Belgian businessman (born 1956)

Ronnie Leten (born 12 December 1956) is a Belgian businessman. In 2018, Leten became the chairman of Ericsson and Epiroc.

==Career==
Ronnie Leten graduated from the University of Hasselt, in 1979, with a master's degree in Business Administration. Leten began his working career at General Biscuit Belgie BVBA ('LU') from 1979-1985. He joined Atlas Copco, Belgium, in 1985. After a short period as production manager for Tenneco Automotive, he came back to Atlas Copco in 1995. Between 1999-2001 he was president of the Airtec division. From 2001-2006 he was president of the Industrial Air division. Between 2006 and 2009 he was the business area president for the Compressor Technique business area. He was the president and CEO of Atlas Copco from 2009 to 2017. In 2018, Ronnie Leten became the chairman of Ericsson and Epiroc. Epiroc was created in 2018 from Atlas Copco's Mining and Rock Excavation Technique business area. Ronnie Leten was chairman for Piab and member of the board for SKF.

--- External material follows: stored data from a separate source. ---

PR #792, opened 2023-05-14
Update external library paths to be relative to gradle user home not project root directory

jrodbx:
This should eliminate the constraint for Windows users having to have the Gradle user home and the project root on the same drive.

cc: @kevinzheng-ap

### DIFF
--- a/paparazzi/paparazzi-gradle-plugin/src/main/java/app/cash/paparazzi/gradle/PrepareResourcesTask.kt
+++ b/paparazzi/paparazzi-gradle-plugin/src/main/java/app/cash/paparazzi/gradle/PrepareResourcesTask.kt
@@ -65,6 +65,8 @@ abstract class PrepareResourcesTask : DefaultTask() {
 
   private val projectDirectory = project.layout.projectDirectory
 
+  private val gradleUserHomeDirectory = projectDirectory.dir(project.gradle.gradleUserHomeDir.path)
+
   @TaskAction
   // TODO: figure out why this can't be removed as of Kotlin 1.6+
   @OptIn(ExperimentalStdlibApi::class)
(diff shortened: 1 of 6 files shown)


paparazzi/paparazzi-gradle-plugin/src/main/java/app/cash/paparazzi/gradle/PrepareResourcesTask.kt
```diff
@@ -65,6 +65,9 @@ abstract class PrepareResourcesTask : DefaultTask() {
 
   private val projectDirectory = project.layout.projectDirectory
 
+  private val gradleUserHomeDirectory =
+    project.layout.dir(project.provider { project.gradle.gradleUserHomeDir }).get()
```
JakeWharton, line 69: Does going through the provider buy you anything? There's an overload which takes a path string directly.
```suggestion
    project.layout.dir(project.gradle.gradleUserHomeDir.path)
```

JakeWharton (approved):

paparazzi/paparazzi-gradle-plugin/src/main/java/app/cash/paparazzi/gradle/PrepareResourcesTask.kt
jrodbx: Oh nice, when reading the docs, it seemed like dir(String) would resolve the path relative to the project root directory, whereas the Provider wouldn't.  But if this works, I like this much better!

jrodbx: actually, I don't see an overload for `ProjectLayout.dir(String file)`; did you mean `Project.getProjectDirectory().dir(String path)`?

PR #823, opened 2023-05-14
Avoid building code on mkdoc dependency updates

jrodbx:


JakeWharton (approved):
This doesn't preclude the other actions from running

jrodbx:
Closing for now, since it looks like mkdocs dependency updates are over with....for now!

PR #765, opened 2023-05-03
Override andorid.os.Build class fields to android.os_Original_Build

geoff-powell:
fixes #380, #758, #631

Currently using reflection to map these classes. As @JerryLocke [points out, LayoutLib is using a class loader](https://github.com/cashapp/paparazzi/issues/91#issuecomment-545724167) to swap `_Original_Build` for `Build` since the `SystemProperties` are loaded from `Bridge.init()` and static fields of `Build` are configured at application start. 

The final solution _should_ involve [using a custom class loader like AndroidStudio](https://cs.android.com/android-studio/platform/tools/adt/idea/+/mirror-goog-studio-main:layoutlib/src/com/android/layoutlib/LayoutlibClassLoader.java;bpv=0) uses or class replacement via bytecode manipulation with [ByteBuddy](https://bytebuddy.net/#/) or direct [Java ASM work](https://asm.ow2.io/).

The added test here mainly verifies issue #380 where Material TextInputLayout couldn't be used since it does a `Build.*` check when attached to the window.

PR #845, opened 2023-05-15
Use truth for BuildClass plugin tests instead of plain assert

geoff-powell:
Per[ this comment](https://github.com/cashapp/paparazzi/pull/765#discussion_r1184687187)

Migrated `asset` to truth `assertThat`


JakeWharton:
Tests always run with assertions enabled so that's not really a concern. Still a good idea to migrate for better failure messages, though.

JakeWharton:
I think it's somewhat an every-build-system feature but merely by convention. Obviously nothing forces you to do this, but of the 3 or 4 build systems for Java/the JVM that I've used they all have done it.

JakeWharton (approved):

jrodbx (approved):

PR #849, opened 2023-05-15
Switch to BuildConfig plugin to generate plugin version info

jrodbx:


paparazzi/paparazzi-gradle-plugin/src/main/java/app/cash/paparazzi/gradle/PaparazziPlugin.kt
```diff
@@ -15,8 +15,6 @@
  */
 package app.cash.paparazzi.gradle
 
-import app.cash.paparazzi.NATIVE_LIB_VERSION
-import app.cash.paparazzi.VERSION
```
jrodbx, line 19: gone, because I also subtlety switched the namespace of the generated vars from `app.cash.paparazzi` to `app.cash.paparazzi.gradle`.

JakeWharton (approved):

PR #852, opened 2023-05-15
Snapshot output directory should be a task input not output

jrodbx:
We want Gradle's task invalidation logic to rerun tests when the snapshot output directory is changed, which was the motivation behind https://github.com/cashapp/paparazzi/pull/206.  However, by adding it as an _output_ property, Gradle 8.0 now throws the following error:

```
A problem was found with the configuration of task ':sample:testReleaseUnitTest' (type 'AndroidUnitTest').
  - Gradle detected a problem with the following location: '/home/runner/work/paparazzi/paparazzi/sample/src/test/snapshots'.
    
    Reason: Task ':sample:spotlessKotlin' uses this output of task ':sample:testReleaseUnitTest' without declaring an explicit or implicit dependency. This can lead to incorrect results being produced, depending on what order the tasks are executed.
    
    Possible solutions:
      1. Declare task ':sample:testReleaseUnitTest' as an input of ':sample:spotlessKotlin'.
      2. Declare an explicit dependency on ':sample:testReleaseUnitTest' from ':sample:spotlessKotlin' using Task#dependsOn.
      3. Declare an explicit dependency on ':sample:testReleaseUnitTest' from ':sample:spotlessKotlin' using Task#mustRunAfter.
    
    Please refer to https://docs.gradle.org/8.1.1/userguide/validation_problems.html#implicit_dependency for more details about this problem.
```

Spotless doesn't care about snapshots, and output side effects of a task don't necessarily == task outputs, so this fixes both.

Side note: This change specifically uses `inputs.files(...)`, instead of `inputs.dir(...)`, since the latter requires the folder to exist per Gradle conventions: https://docs.gradle.org/7.6.1/userguide/validation_problems.html#input_file_does_not_exist


paparazzi/paparazzi-gradle-plugin/src/main/java/app/cash/paparazzi/gradle/PaparazziPlugin.kt
```diff
@@ -179,9 +179,11 @@ class PaparazziPlugin : Plugin<Project> {
         test.inputs.files(nativePlatformFileCollection)
           .withPropertyName("paparazzi.nativePlatform")
           .withPathSensitivity(PathSensitivity.NONE)
+        test.inputs.files(snapshotOutputDir)
```
TWiStErRob, line 182: Add "side note" as a comment here to prevent inadvertent future "optimizations"?

paparazzi/paparazzi-gradle-plugin/src/main/java/app/cash/paparazzi/gradle/PaparazziPlugin.kt
```diff
@@ -179,9 +179,11 @@ class PaparazziPlugin : Plugin<Project> {
...
+          .withPropertyName("paparazzi.snapshot.output.dir")
+          .withPathSensitivity(PathSensitivity.RELATIVE)
 
         test.outputs.dir(reportOutputDir)
-        test.outputs.dir(snapshotOutputDir)
```
TWiStErRob, line 184: I have a feeling this ambiguity comes from the fact that the same task can run in record and verify modes. In record mode the output **is** snapshots, and in verify mode snapshots are input and the output is reports. Does this mean that adding `snapshotOutputDir` as input/output should be based on the `isRecordRun`/`isVerifyRun` properties? (e.g. something like `isRecordRun.map { if (it) snapshotOutputDir else "dummyNonExistentFolder" }`)?

geoff-powell (approved):

geoff-powell (approved):

paparazzi/paparazzi-gradle-plugin/src/main/java/app/cash/paparazzi/gradle/PaparazziPlugin.kt
```diff
@@ -179,9 +179,11 @@ class PaparazziPlugin : Plugin<Project> {
         test.inputs.files(nativePlatformFileCollection)
           .withPropertyName("paparazzi.nativePlatform")
           .withPathSensitivity(PathSensitivity.NONE)
+        test.inputs.files(snapshotOutputDir)
+          .withPropertyName("paparazzi.snapshot.output.dir")
+          .withPathSensitivity(PathSensitivity.RELATIVE)
```
ribafish, line 184:
```suggestion
        if (isVerifyRun.getOrElse(false)) {
          test.inputs.dir(snapshotOutputDir)
            .withPropertyName("paparazzi.snapshot.output.dir")
            .withPathSensitivity(PathSensitivity.RELATIVE)
        }
        if (isRecordRun.getOrElse(false)) {
          test.outputs.dir(snapshotOutputDir)
        }
```

Similar to @TWiStErRob, I would suggest wrapping this in ifs, as the task can run in different modes, which causes it to actually have different inputs & outputs. In verify mode, `snapshotOutputDir` is an input, as the captured snapshots are compared to the ones stored there. In record mode `snapshotOutputDir` is an output, as that's where the captured snapshots are copied. If in neither (running just `testDebug` for example), the `snapshotOutputDir` doesn't have anything to do with it, so it also shouldn't be tracked. When done like suggested, the only case where Gradle will still be confused is if one tries to run both `verifyPaparazzi` and `recordPaparazzi` tasks <- this should be solved by the copying from `build/reports/paparazzi` to `src/snapshots` to actually happen in the `recordPaparazzi` task and not in the test task, however that is bigger change. For now, I'd either crash the build if both are requested, or perhaps print a warning about it - the build will still go through, just caching will be disabled in this case.

jrodbx:
Superceded by https://github.com/cashapp/paparazzi/pull/1522.

PR #858, opened 2023-05-16
Use accessibilityText as an identifier instead of id as it's backed by AtomicInteger and isn't consistent across runs

geoff-powell:


paparazzi/paparazzi/src/main/java/app/cash/paparazzi/accessibility/AccessibilityRenderExtension.kt
```diff
@@ -26,6 +26,7 @@ import androidx.compose.ui.platform.ViewRootForTest
 import androidx.compose.ui.semantics.SemanticsActions
 import androidx.compose.ui.semantics.SemanticsNode
 import androidx.compose.ui.semantics.SemanticsProperties
+import androidx.compose.ui.semantics.contentDescription
```
jrodbx, line 29:
```suggestion
```

jrodbx (approved):

adamalyyan:
Sweet! Thank you for digging into this!

PR #145, opened 2021-05-06
Basic support for the election process

swatanabe:
Dividing members into groups
============================

The group size is 4-6, except for the last round

Randomizing the groups
======================

Voting
======

When a group has reached consensus, each member should report his
vote. 

Once the voting period closes, the election results will be processed.

If more than two thirds of the group members have voted for the
same candidate, the winner advances to the next round.
Otherwise, no one advances to the next round.

Eligibility to Vote
===================

A member is eligible to participate in an election if he donated 2 EOS and opted in to the election.

Members who were inducted at least 30 days before the start of the election, but did not donate 2 EOS will be kicked at the start of the election.

Election Schedule
=================

Elections are automatically scheduled on a configurable day of the week and time.
An election is automatically scheduled at the first such time at least 180 days
after the start of the previous election.  Several events can cause the election
to be moved to the first such time at least 30 days from the triggering event.

- The election schedule for 30 days from the current time is locked.  If there is an election, it cannot be moved.  If there is no election, then none can be scheduled.
- An election is always scheduled
- An election can only be moved sooner, never later.

Election Results
================

The lead representative and the board are tracked in a singleton
that can be checked in actions that require their authorization.

Actions
=======

```
void electdonate(eosio::name member, eosio::asset amount);
void electopt(eosio::name member, bool include_me);
void electseed(const eosio::bytes& btc_block_header);
void electprocess(uint32_t max_steps);
void electvote(uint8_t round, eosio::name voter, eosio::name candidate);
```


contracts/eden/include/eden.hpp
```diff
@@ -54,6 +55,9 @@ namespace eden
                    atomicassets::attribute_map collection_attributes,
                    eosio::asset auction_starting_bid,
                    uint32_t auction_duration,
+                   uint8_t election_day,
```
tbfleming, line 58: Please put the new fields at the end to aid history

tbfleming:
`elect.state` and `elect.curr` are missing in the ABI

tbfleming:
`bylaws`, `distaccount`, `distribution`, `pools`, and `votes` are also missing

tbfleming:
`clearall` doesn't clear the `bylaws` table

contracts/eden/src/actions/induct.cpp
```diff
@@ -98,7 +100,7 @@ namespace eden
       }
       else if (migrations.is_completed<migrate_account_v0>())
       {
-         internal_accounts.add_balance("master"_n, quantity);
+         add_to_pool(get_self(), "master"_n, quantity);
```
tbfleming, line 103: `internal_accounts` (above) is no longer used

contracts/eden/src/distributions.cpp
```diff
@@ -0,0 +1,363 @@
...
+      members members{contract};
+      distribution_account_table_type dist_accounts_tb{contract, default_scope};
+      auto dist_idx = dist_accounts_tb.get_index<"byowner"_n>();
+      auto dist_iter = dist_idx.find(distribution_account_key(contract, dist.distribution_time, 0));
+      auto& table = members.get_table();
+      auto iter = table.upper_bound(dist.last_processed.value);
+      auto end = table.end();
+      for (; max_steps > 0 && iter != end; ++iter, --max_steps)
+      {
+         auto member = *iter;
```
tbfleming, line 200: not used

contracts/eden/src/elections.cpp
```diff
@@ -0,0 +1,774 @@
...
+      eosio::check(election_time >= lock_time, "New election time is too close");
+      if (state_sing.exists())
+      {
+         auto state = state_sing.get();
+         eosio::check(
+             std::holds_alternative<current_election_state_registration>(state) &&
+                 std::get<current_election_state_registration>(state).start_time >= lock_time,
+             "Election cannot be rescheduled");
+      }
+      state_sing.set(current_election_state_registration{election_time}, contract);
```
tbfleming, line 253: Leaves `election_threshold` uninitialized

contracts/eden/src/elections.cpp
```diff
@@ -0,0 +1,774 @@
...
+         // Ignore events that would trigger an election unless they move
+         // the next election closer.
+         auto current_state = state_sing.get();
+         if (auto* current = std::get_if<current_election_state_registration>(&current_state))
+         {
+            auto new_start_time = eosio::block_timestamp{
+                get_election_time(state.election_start_time, now + eosio::days(30))};
+            if (new_start_time < current->start_time)
+            {
+               state_sing.set(current_election_state_registration{new_start_time}, contract);
```
tbfleming, line 321: Leaves `election_threshold` uninitialized

contracts/eden/src/elections.cpp
```diff
@@ -0,0 +1,774 @@
...
+      }
+
+      bylaws bylaws(contract);
+      bylaws.new_board();
+   }
+
+   uint32_t elections::randomize_voters(current_election_state_init_voters& state,
+                                        uint32_t max_steps)
+   {
+      election_state_singleton sequence_state(contract, default_scope);
```
tbfleming, line 388: not used

contracts/eden/src/elections.cpp
```diff
@@ -0,0 +1,774 @@
...
+            {
+               case no_donation:
+               {
+                  distributions distributions{contract};
+                  if (!state.last_closed_account)
+                  {
+                     state.last_closed_account = 0;
+                  }
+                  max_steps = distributions.on_election_kick(iter->account(),
+                                                             *state.last_closed_account, max_steps);
```
tbfleming, line 407: `on_election_kick` doesn't use its 2nd arg

contracts/eden/src/elections.cpp
swatanabe: It's actually 0.  It will won't cause any problems, but will cause a small amount of extra work every time a member is inducted.  I can set it to 10,001, to avoid this.

contracts/eden/src/actions/accounts.cpp
```diff
@@ -91,6 +95,50 @@ namespace eden
...
+      eosio::require_auth(from);
+      members members{get_self()};
+      members.check_active_member(from);
+      members.check_active_member(to);
+      distribution_account_table_type distribution_accounts{get_self(), default_scope};
+      accounts accounts{get_self()};
+      const auto& row = distribution_accounts.get_index<"byowner"_n>().get(
+          distribution_account_key(from, distribution_time, rank));
+      eosio::check(row.balance() >= amount, "insufficient balance");
+      distribution_accounts.modify(row, get_self(), [&](auto& row) { row.balance() -= amount; });
```
tbfleming, line 124: The row sticks around forever with an empty balance, unless `on_election_kick` or `on_resign` happens. Is this intended?

contracts/eden/src/elections.cpp
```diff
@@ -0,0 +1,770 @@
...
+   {
+      std::vector<eosio::name> result;
+      auto vote_idx = vote_tb.get_index<"bygroup"_n>();
+      for (auto iter = vote_idx.begin(), end = vote_idx.end(); iter != end;)
+      {
+         result.push_back(iter->member);
+         eosio::check(result.size() < 12, "Too many board members");
+         iter = vote_idx.erase(iter);
+      }
+      eosio::check(!result.empty(), "No board members");
```
tbfleming, line 551: This will hang the contract if no groups in the previous level reached consensus

swatanabe: Yep.  I don't know what we should do in this case.

tbfleming: Maybe create an issue to track this

tbfleming (approved):
Ready to merge. We probably need to track the above 2 things somewhere (e.g. issues).

tbfleming (approved):

PR #158, opened 2021-05-07
Init Cypress and adds a basic CI

sparkplug0025:
With this we have an initial version of Cypress E2E tests... Checkout how cool Cypress record the e2e pages and saves it in the build artifacts: eoscommunity/Eden/actions/runs/820293388

The video is actually not 100% good, but I think the best feature is when the test fails and we will have screenshots of the page.

I think this is the best ROI for tests... We will achieve a nice spot when we get these scenarios:
- Signin with an existing member and create a new invite
- Complete an induction (yes, signin with all of the members and complete the necessary steps for the induction)
- See the new member profile page
- See the new member in the new members section of community page

By having that we can rest assured that our changes in the contract and ui didn't affect the main induction flow. (In an automated way)

### DIFF
--- a/.github/workflows/webapp.yml
+++ b/.github/workflows/webapp.yml
@@ -20,6 +20,33 @@ on:
             - "yarn.lock"
 
 jobs:
+    webapp-e2e:
+        name: WebApp E2E Tests
+        runs-on: ubuntu-latest
+
+        steps:
+            - name: ✅ Checkout code
+              uses: actions/checkout@v2
+
+            - name: 🛠 Build and Start WebApp
+              run: |
+                  yarn
+                  yarn build --stream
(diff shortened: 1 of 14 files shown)


sparkplug0025:
With this we have an initial version of Cypress E2E tests... Checkout how cool Cypress record the e2e pages and saves it in the build artifacts: https://github.com/eoscommunity/Eden/actions/runs/820293388

The video is actually not 100% good, but I think the best feature is when the test fails and we will have screenshots of the page.

brandonfancher:
This is AWESOME. Definitely the best bang for our buck in terms of testing. Good call, @sparkplug0025. And thanks for the orientation on zoom.

brandonfancher (approved):

Issue #103, opened 2021-04-30
🎨 Add site footer


brandonfancher:
Not sure what all we'll put in it for now. At least a link to this GH repo. And we can prob just use something from https://tailblocks.cc.

PR #164, opened 2021-05-10
issues/103: Add site footer

NorseGaud:
https://github.com/eoscommunity/Eden/issues/103


brandonfancher:
Nathan! Thanks for the PRs, man! This is a great first issue and something we definitely need. A few things I'd like to see before we merge this:

* It should stick to the bottom of the window.
image
* It should appear on every page. I noticed I don't see it on `/community` or `/members`
* I also recommend using the Eden SVG logo here: 
image
* Let's remove the Copyright for now (and 2020). We'll find something else to put down there soon. Our copyright is the right to copy. haha.

You'll prob want to start with a rebase.

Thanks!

NorseGaud:
@brandonfancher got it! Tailwind is new for me and I'm liking it :)

> I also recommend using the Eden SVG logo here:

So, this looks really bad on the first page since the logo shows twice in the same side, on the same page. I opted to just add "We are..." which flows into the statement.

brandonfancher (changes requested):
Yeah, this is coming together! As can be seen in the screenshot below, for some reason, it's making the document larger than the viewport height by a few pixels. It scrolls when it shouldn't. Is that happening for you? Maybe you can track that down?

image

After that's resolved, I'll massage some of the links in the footer and we'll get this merged.

NorseGaud:
@brandonfancher , good catch! It was a simple padding issue.

brandonfancher:
Almost there! (And sorry to keep sending feedback piecemeal.)

We need to ensure everything's responsive.

image

brandonfancher (changes requested):
See previous comment (responsive).

NorseGaud:
> See previous comment (responsive).

Could you clarify for me what specifically is wrong? Maybe detail what in the screenshot is wrong?

NorseGaud:
@brandonfancher I'm not seeing what you're seeing (I might not have access). If the footer doesn't fit with a page that I don't see, could we merge this and you add the small changes necessary to get it to play well? All of the pages I seem to have access to work fine.

Also, could you provide a little more specific information about the concerns? The screenshot helps, but I end up having to guess as to what you really want.

brandonfancher:
> @brandonfancher I'm not seeing what you're seeing (I might not have access). If the footer doesn't fit with a page that I don't see, could we merge this and you add the small changes necessary to get it to play well? All of the pages I seem to have access to work fine. Otherwise, how do I reproduce what you're seeing?

Regarding the responsive problems, I'm referring to the home page, not private pages that you wouldn't have access to.

> Also, could you provide a little more specific information about the concerns? The screenshot helps, but I end up having to guess as to what you really want.

If we just drop the links _under_ the "We are..." paragraph at smaller breakpoints and with appropriate padding, we should be good.

I see you just pushed another tweak. I'll take a look when I have a chance.

github-service-user-veertu:
> > @brandonfancher I'm not seeing what you're seeing (I might not have access). If the footer doesn't fit with a page that I don't see, could we merge this and you add the small changes necessary to get it to play well? All of the pages I seem to have access to work fine. Otherwise, how do I reproduce what you're seeing?
> 
> Regarding the responsive problems, I'm referring to the home page, not private pages that you wouldn't have access to.
> 
> > Also, could you provide a little more specific information about the concerns? The screenshot helps, but I end up having to guess as to what you really want.
> 
> If we just drop the links _under_ the "We are..." paragraph at smaller breakpoints and with appropriate padding, we should be good.
> 
> I see you just pushed another tweak. I'll take a look when I have a chance.

Ah, yes, I see, stacked links is fine and possible. I'll make a change tonight to do that. Thanks @brandonfancher

NorseGaud:
> > @brandonfancher I'm not seeing what you're seeing (I might not have access). If the footer doesn't fit with a page that I don't see, could we merge this and you add the small changes necessary to get it to play well? All of the pages I seem to have access to work fine. Otherwise, how do I reproduce what you're seeing?
> 
> Regarding the responsive problems, I'm referring to the home page, not private pages that you wouldn't have access to.
> 
> > Also, could you provide a little more specific information about the concerns? The screenshot helps, but I end up having to guess as to what you really want.
> 
> If we just drop the links _under_ the "We are..." paragraph at smaller breakpoints and with appropriate padding, we should be good.
> 
> I see you just pushed another tweak. I'll take a look when I have a chance.

Ah yes, I see. Stacking is possible and I'll work on that tonight. Thanks @brandonfancher

NorseGaud:
@brandonfancher I think I got it this time ;)

brandonfancher (approved):
Looks great. 💥  I'll get this merged. As for the links, I'll massage those post merge. 

This is awesome. Excellent contribution. Thank you, @NorseGaud!

Issue #127, opened 2021-05-05
eden: modify blog link icon and text


brandonfancher:
now that I'm thinking, I believe we should change this icon to a link icon (eg: 
![image](https://user-images.githubusercontent.com/79721020/117133889-d5379a00-ad72-11eb-9558-352e10a62678.png)) and then replace the Blog word with the url... thoughts? not for this PR too.

_Originally posted by @sparkplug0025 in https://github.com/eoscommunity/Eden/pull/120#discussion_r626481574_

sparkplug0025:
@NorseGaud here: https://github.com/eoscommunity/Eden/blob/main/packages/webapp/src/members/components/member-social-links.tsx#L48-L56

NorseGaud:
Ah, an area I can't seem to access from the app even after logging in -- is that right?

sparkplug0025:
Actually you can. Just click in any member that has a blog, eg: https://eden-dev.vercel.app/members/test255.edev

![image](https://user-images.githubusercontent.com/79721020/117653667-b2d2c180-b162-11eb-8cf2-acf9874f05e2.png)

See the blog link? it should be changed to the url icon and have the domain displayed there instead.

NorseGaud:
Oh wow, I totally missed that. Thanks!

brandonfancher:
Icon replaced (thanks @NorseGaud). We still need the word "Blog" replaced with the URL. Keeping this issue open.

sparkplug0025:
@brandonfancher I think we should have some formatting here just to be beautiful displayed...

Let's say we have the following scenarios:
- moreequalanimals.com
- https://moreequalanimals.com
- https://moreequalanimals.com/this-is-a-great-article-written-by-daniel-larimer-about-xyz

I think for the first 2 cases we should display the domain (not the url), so: moreequalanimals.com

For the last one, it would be a long string and probably break the ui. So I believe something like `moreequalanimals.com/this-is-a-great...` would be proper.

Any thoughts?

NorseGaud:
> For the last one, it would be a long string and probably break the ui. So I believe something like `moreequalanimals.com/this-is-a-great...` would be proper.

Could you clarify what "break the ui" means? What would break? (I'm partially asking because I hate when sites shorten URLs like that :) )

brandonfancher:
Yeah, good point. I'm fine with this proposal...drop the protocol and truncate with ellipsis after certain length. 

[...]

PR #168, opened 2021-05-11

==Board assignments/memberships==
- 2017 to present - Kungliga Ingenjörsvetenskapsakademien or Royal Swedish Academy of Engineering Sciences. Member of the Academy.
- 2017 to 2021 - Svenska Kullagerfabriken or 'Swedish Ball Bearing Factory'. Member of the board.
- 2017 to present - Epiroc. Chairman of the board.
- 2018 to 2023 - Ericsson. Chair of the board of directors, chair of the finance committee, member of the remuneration committee.
- 2019 to 2022 - Piab. chair.
- 2012 to 2018 - Electrolux. Board member from 2012 and chairman of the board from 2014.
- 2009 to 2017 - Atlas Copco (32 years).

== Recognition/awards ==
- 2019: Receiver of Doctor Honoris Causa from UHasselt University, Belgium.
- 2019: Named Knight of the North Star Order, first class, by Swedish King Carl Gustaf (Original Swedish title of recognition: "Riddare av Nordtsjärneordern, första klass".)
- 2018: Receiver of the Queen Astrid Award, Belgium
- 2018: Commander in  the Order of Merit of the Italian Republic (OMRI)
- 2016: Harvard Business Review ranks him 52nd best CEO in the world.
- 2014: Commander in the Order of Leopold II, Belgium
- 2013: Manager of the Year, Belgium.